Winter Wonderland. Gerês-Xurés Biosphere Reserve, 17-01-2015 by JoãoP74, on Flickr




Winter Wonderland. Gerês-Xurés Biosphere Reserve, 17-01-2015 by JoãoP74, on Flickr

E logo ali, do outro lado da fronteira, alguma neve era já bem visível no topo da Serra de Santa Eufémia.



Winter Wonderland. Gerês-Xurés Biosphere Reserve, 17-01-2015 by JoãoP74, on Flickr

Dali já pouco mais se via. Depois de algumas fotografias ao castelo e aos espigueiros de Lindoso, era hora de rumar a Castro Laboreiro através de uma breve passagem por território galego.

Ao passar a ponte sobre a albufeira, _something caught my eye_ e vi-me "obrigado" a fazer um pequeno desvio até Lantemil; as vistas para as serras de Santa Eufémia, Amarela e Gerês-Xurés sobre o leito da albufeira e pintalgadas de branco eram simplesmente deslumbrantes e dignas de registo fotográfico. Não me fiz rogado e a minha máquina também não! 



Winter Wonderland. Gerês-Xurés Biosphere Reserve, 17-01-2015 by JoãoP74, on Flickr




Winter Wonderland. Gerês-Xurés Biosphere Reserve, 17-01-2015 by JoãoP74, on Flickr




Winter Wonderland. Gerês-Xurés Biosphere Reserve, 17-01-2015 by JoãoP74, on Flickr




Winter Wonderland. Gerês-Xurés Biosphere Reserve, 17-01-2015 by JoãoP74, on Flickr




Winter Wonderland. Gerês-Xurés Biosphere Reserve, 17-01-2015 by JoãoP74, on Flickr




Winter Wonderland. Gerês-Xurés Biosphere Reserve, 17-01-2015 by JoãoP74, on Flickr




Winter Wonderland. Gerês-Xurés Biosphere Reserve, 17-01-2015 by JoãoP74, on Flickr




Winter Wonderland. Gerês-Xurés Biosphere Reserve, 17-01-2015 by JoãoP74, on Flickr




Winter Wonderland. Gerês-Xurés Biosphere Reserve, 17-01-2015 by JoãoP74, on Flickr

(continua)


----------



## João Pedro (20 Jan 2015 às 23:08)

Decidi continuar até ao final da estrada, até ao pequeno povoado de Quintela, para mais uns momentos de grande inspiração... para além dos picos nevados quase que se conseguia "ver" Pitões das Júnias.

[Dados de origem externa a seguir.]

PR #25, opened 2017-07-20
Release 1.7.0

Stebalien:
And fix tests for the synchronous notification changes.


whyrusleeping:
for the sake of these tests, could you not just add a buffer to the channels?

vyzo:
@Stebalien any progress? I am blocked on this for go-libp2p-circuit.

Stebalien:
> for the sake of these tests, could you not just add a buffer to the channels?

Done. We discussed alternative solutions offline but they all caused problems because we'd stop reading from the notification channels before `connectSwarm` was done writing to them.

Winter Wonderland. Gerês-Xurés Biosphere Reserve, 17-01-2015 by JoãoP74, on Flickr




Winter Wonderland. Gerês-Xurés Biosphere Reserve, 17-01-2015 by JoãoP74, on Flickr




Winter Wonderland. Gerês-Xurés Biosphere Reserve, 17-01-2015 by JoãoP74, on Flickr

De volta à estrada, subindo pelos Montes do Pincho e Serra de Queguas e já a metros da fronteira portuguesa na Ameijoeira, um miradouro coberto de neve abre-se a sul e por entre as nuvens baixas que por ali já pairavam literalmente sobre a minha cabeça, mais uma vez o Gerês-Xurés se apresentava em todo o seu alvo e místico esplendor invernal.

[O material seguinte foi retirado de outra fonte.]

PR #26, opened 2017-07-28
Fix dialLimiter.fdConsuming counting

magik6k:
This fixes https://github.com/ipfs/go-ipfs/issues/4102

With this fix when running daemon SYN_SENT connections are hovering around 150-200, which is a huge improvement from around 3000.

Unit tests are TODO

### DIFF
--- a/limiter_test.go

Winter Wonderland. Gerês-Xurés Biosphere Reserve, 17-01-2015 by JoãoP74, on Flickr




Winter Wonderland. Gerês-Xurés Biosphere Reserve, 17-01-2015 by JoãoP74, on Flickr

Passada a fronteira, estava um frio de rachar, a paisagem mudava completamente. A nossa "amiga" estava já mesmo ali "à mão de semear", cobrindo de branco as esculturais formações graníticas da Serra da Peneda e que deixavam já adivinhar Castro Laboreiro.



Winter Wonderland. Gerês-Xurés Biosphere Reserve, 17-01-2015 by JoãoP74, on Flickr




Winter Wonderland. Gerês-Xurés Biosphere Reserve, 17-01-2015 by JoãoP74, on Flickr

Da fronteira até Castro Laboreiro era muita a acumulação; um cenário de sonho para os "loucos por neve"! 
Infelizmente não havia sítio para parar o carro e não me arrisquei a parar na berma cheia de neve. Não queria que o passeio acabasse logo ali!  Essas imagens não as posso portanto partilhar convosco... fica a minha palavra que estava deslumbrante.

Cenário semelhante se verificava já em Castro Laboreiro e nem saí do carro. Só mais à frente, um pouco antes de Lamas de Mouro, me arrisquei a fazê-lo.



Winter Wonderland. Gerês-Xurés Biosphere Reserve, 17-01-2015 by JoãoP74, on Flickr




Winter Wonderland. Gerês-Xurés Biosphere Reserve, 17-01-2015 by JoãoP74, on Flickr

Algures por baixo das nuvens, Melgaço e o vale do Minho.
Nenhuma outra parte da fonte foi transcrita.